Farfalle with Broccoli & Chicken Liver

16 February 2015

Farfalle with Broccoli & Chicken Liver

Farfalle with Broccoli & Chicken Liver

16 February 2015
Prep Time
10
Cook Time
30
Serves
4 Person
Type
Cuisine
Origin

Farfalle, it's an Italian word which literally means butterfly. It's the shape of the pasta which has given it's name. I am making pasta a lot these days on popular demand by my younger son. I am a sucker, like most moms, I suppose. Unconsciously we keep doing these small little things and we are the only ones who seem to make a big deal of it. The receiving end just takes it for granted. And then out of the blue the surging hormones and bursting tears all over, and you get this look "where the he** is that coming from?" Woman and and their overdose of hormones are what makes women the most desired and loved gender.

I had made this dish when my husband and I were dating. I was smitten by my own cooking, but there isn't much you need to do. The combination is just a killer mix. Very quick and another of my "no sauce" pasta. If you like chicken liver or not you will love this. My younger son didn't like the taste of the liver but he loved it after taking them out. So I thought of a way to make him have that. The ever conniving, scheming mom!

Utensil/ Appliance

A large sauce pan and a frying pan

Ingredients

Farfalle: 500g (you can use orecchiette as well)

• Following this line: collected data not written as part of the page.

PR #5681, opened 2026-06-02
[19.0][OU-ADD] contacts: Nothing to do

eduezerouali-tecnativa:
cc @Tecnativa TT58610
ping @pedrobaeza @hbrunn

PR #5613, opened 2026-05-06
[19.0][MIG] calendar

MiquelRForgeFlow:
.

PR #5706, opened 2026-06-09
[19.0][OU-ADD] crm: Migration scripts

eduezerouali-tecnativa:
cc @Tecnativa TT58614
@pedrobaeza


legalsylvain:
/ocabot migration crm

<dependency>Depends on : 

- base_setup : #5466
- sales_team : #5528
- mail : #5466
- calendar : #5613
- resource : #5504
- utm : #5580
- web_tour : #5466
- contacts : #5681
- digest : #5505
- phone_validation : #5566</dependency>

openupgrade_scripts/scripts/crm/19.0.1.9/post-migration.py
```diff
@@ -0,0 +1,46 @@
...
+                THEN 'lost'
+            ELSE 'pending'
+        END
+    """,
+    )
+
+
+@openupgrade.migrate()
+def migrate(env, version):
+    openupgrade.load_data(env, "crm", "19.0.1.9/noupdate_changes.xml")
```
hbrunn: I think all those values are problematic. The writes on stage records will break if the user has deleted them in v18, and `crm_pls_fields_param` might have been customized.

This is one of the very few cases where I'd suggest to not load the file, but write code to do the updates conditionally. For the param something like  `','.join(set(param.split(',')) | set('new', 'fields'))`

openupgrade_scripts/scripts/crm/19.0.1.9/post-migration.py
```diff
@@ -0,0 +1,46 @@
...
+
+
+def _won_stage_field(env):
+    openupgrade.logged_query(
+        env.cr,
+        """
+        UPDATE crm_lead cl
+        SET won_status = CASE
+            WHEN cl.probability = 100
+                 AND EXISTS (
```
hbrunn: this should be a left join

hbrunn (changes requested):

openupgrade_scripts/scripts/crm/19.0.1.9/post-migration.py
eduezerouali-tecnativa: Done

openupgrade_scripts/scripts/crm/19.0.1.9/post-migration.py
eduezerouali-tecnativa: Done

openupgrade_scripts/scripts/crm/19.0.1.9/post-migration.py
```diff
@@ -0,0 +1,72 @@
...
+        "stage_lead4": 10,
+    }
+    for xml_id, color in colors.items():
+        record = env.ref(f"crm.{xml_id}", raise_if_not_found=False)
+        if record:
+            record.color = color
+
+
+@openupgrade.migrate()
+def migrate(env, version):
```
hbrunn, line 46:
```suggestion
def migrate(env, version):
    # do not load noupdate_changes.xml, because all entries there are problematic
    # the necessary changes are done manually in the _load_data_* functions below
```

hbrunn (changes requested):

openupgrade_scripts/scripts/crm/19.0.1.9/post-migration.py
eduezerouali-tecnativa: Done

hbrunn (approved):

openupgrade_scripts/scripts/crm/19.0.1.9/upgrade_analysis_work.txt
```diff
@@ -0,0 +1,37 @@
+---Models in module 'crm'---
+---Fields in module 'crm'---
+crm          / crm.lead                 / commercial_partner_id (many2one): NEW relation: res.partner, hasdefault: compute, stored: False
+# NOTHING TO DO
+
+crm          / crm.lead                 / mobile (char)                 : DEL
+# DONE: if phone is empty and mobile not set phone with mobile
```
pedrobaeza: I think we should concatenate the mobile in the pone field in case both exist, or write it on the internal notes to not lose data. And put if done in pre-migration or post-migration.

openupgrade_scripts/scripts/crm/19.0.1.9/upgrade_analysis_work.txt
```diff
@@ -0,0 +1,37 @@
...
+
+crm          / crm.lead                 / title (many2one)              : DEL relation: res.partner.title
+# NOTHING TO DO
+
+crm          / crm.lead                 / won_status (selection)        : NEW selection_keys: ['lost', 'pending', 'won'], isfunction: function, stored
+#DONE: set to prevent massive compute
```
pedrobaeza:
```suggestion
# DONE: pre-migration: pre-created column and set it to prevent massive computation
```

openupgrade_scripts/scripts/crm/19.0.1.9/upgrade_analysis_work.txt
```diff
@@ -0,0 +1,37 @@
...
+crm          / crm.lead.scoring.frequency.field / color (integer)               : NEW hasdefault: default
+crm          / crm.stage                / color (integer)               : NEW
+# NOTHING TO DO
+
+crm          / crm.stage                / rotting_threshold_days (integer): NEW hasdefault: default
+# NOTHING TO DO: default is set to 0 to keep old behavoir
+
+crm          / crm.stage                / team_id (many2one)            : DEL relation: crm.team
+crm          / crm.stage                / team_ids (many2many)          : NEW relation: crm.team
+# Done: Transform m2o to m2m
```
pedrobaeza:
```suggestion
# DONE: post-migration: Transform m2o to m2m
```

openupgrade_scripts/scripts/crm/19.0.1.9/upgrade_analysis_work.txt
pedrobaeza: And I see you have done it on post-migration, so this is not preventing anything.

openupgrade_scripts/scripts/crm/19.0.1.9/post-migration.py
```diff
@@ -0,0 +1,75 @@
...
+    # do not load noupdate_changes.xml, because all entries are problematic
+    # the necessary changes are done manually in the _load_data_* functions below
```
pedrobaeza: Why the color loading in the stages is problematic? cc @hbrunn

pedrobaeza (changes requested):

openupgrade_scripts/scripts/crm/19.0.1.9/upgrade_analysis_work.txt
eduezerouali-tecnativa: I had the feeling more case can appear so I tag it as case 1. If we concatenate that, can this cause trouble with `phone_validation` ?

openupgrade_scripts/scripts/crm/19.0.1.9/post-migration.py
eduezerouali-tecnativa: I assume that is because what happens if those records were eliminated by the user, but in this can be manged by the https://github.com/OCA/openupgradelib/blob/ac165a1dccd1fba4f09fb15c194420cdaa4672af/openupgradelib/openupgrade.py#L434 
Am i wrong?

hbrunn: it's indeed problematic when the stages are deleted. for this hack to be active, you need to pass `mode='init_no_create'`, and then also pass an xml transformation to remove overwriting the config parameter. also a way to go, but not really simpler than what happens now. would be future proof for subsequent changes to the file though

pedrobaeza: OK, the `forcecreate="False"` parameter is the defining one. Then please:

- Specify the real reasons, not only to mention "conflicting".
- Put the `load_data` instruction, but commented, to give context.

openupgrade_scripts/scripts/crm/19.0.1.9/upgrade_analysis_work.txt
pedrobaeza: Well, not really, as that module only format the numbers, not block them, and they are already formatted.

pedrobaeza:
ping @eduezerouali-tecnativa

eduezerouali-tecnativa:
Changes Done. 
- Move `won_status` calculation to pre-migration
- Add case to `_migrate_lead_mobile` where phone and mobile are set
- Add more comments for better explanations

openupgrade_scripts/scripts/crm/19.0.1.9/post-migration.py
```diff
@@ -0,0 +1,67 @@
...
+    # Case 2: both phone and mobile exist and differ → concatenate them
+    openupgrade.logged_query(
+        env.cr,
+        """
+        UPDATE crm_lead
+        SET phone = phone || ' / ' || mobile
+        WHERE phone IS NOT NULL AND phone != ''
+          AND mobile IS NOT NULL AND mobile != ''
+          AND btrim(phone) != btrim(mobile)
+        """,
```
pedrobaeza, line 13: It can be done in one shot:

```suggestion
    openupgrade.logged_query(
        env.cr,
        """
        UPDATE crm_lead
        SET phone = CONCAT(COALESCE(phone, ''), mobile)
        WHERE COELESCE(mobile, '') != ''
        """,
    )
```

openupgrade_scripts/scripts/crm/19.0.1.9/pre-migration.py
```diff
@@ -0,0 +1,36 @@
...
+from openupgradelib import openupgrade
+
+
+def _won_status_set(env):
+    # Precreate won_status and set with sql
+    openupgrade.add_columns(
+        env,
+        [
+            ("crm.lead", "won_status", "selection", None, "crm_lead"),
+        ],
```
pedrobaeza, line 12:
```suggestion
        [("crm.lead", "won_status", "selection", "pending", "crm_lead")],
```

openupgrade_scripts/scripts/crm/19.0.1.9/pre-migration.py
```diff
@@ -0,0 +1,36 @@
...
+                 AND cs.is_won = TRUE
+                THEN 'won'
+            WHEN cl.active = FALSE
+                 AND cl.probability = 0
+                THEN 'lost'
+            ELSE 'pending'
+        END
+        FROM crm_lead cl2
+        LEFT JOIN crm_stage cs ON cs.id = cl2.stage_id
+        WHERE cl2.id = cl.id
```
pedrobaeza: As we are already initializing all of them to "pending", just do 2 updates for the rest (note the changes in the boolean conditions):

```
       UPDATE crm_lead cl
       SET won_status = 'won'
       FROM crm_stage cs
       WHERE cs.id = cl.stage_id
       AND cs.is_won
       AND cl.probability = 100
```

```
       UPDATE crm_lead cl
       SET won_status = 'lost'
       WHERE NOT cl.active
       AND cl.probability = 0
```

pedrobaeza (approved):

Broccoli florets: 250g (after removing the stalks)

Chicken liver: 250g

Onion: 1 large chopped

Butter: 50g

Olive oil: 2 tbsp

Salt & pepper to taste

Method

In a large sauce pan bring water and 1 tsp of salt to boil and then add the pasta. Let it cook for 10-12 minutes till cooked. Strain out the pasta, sprinkle some oil and leave aside. In the same water boil the broccoli for 5 min, strain and leave aside. Throw the water and put the sauce pan back on heat. Add the butter. Fry the chopped onions in the butter to lightly brown. Then add the livers and salt & pepper and fry for 3 minutes. Then add the broccoli and fry for further 2 minutes. Stir in the pasta and the olive oil and more salt and pepper if desired and turn off the heat. Serve immediately. Super yumm!

For my younger son who didn't like the feel of the liver I plan to mash the liver into paste after cooking. Then mix the rest of the ingredients. The combination of the salty butter, sweetness of the onions with the liver is what makes this dish taste great.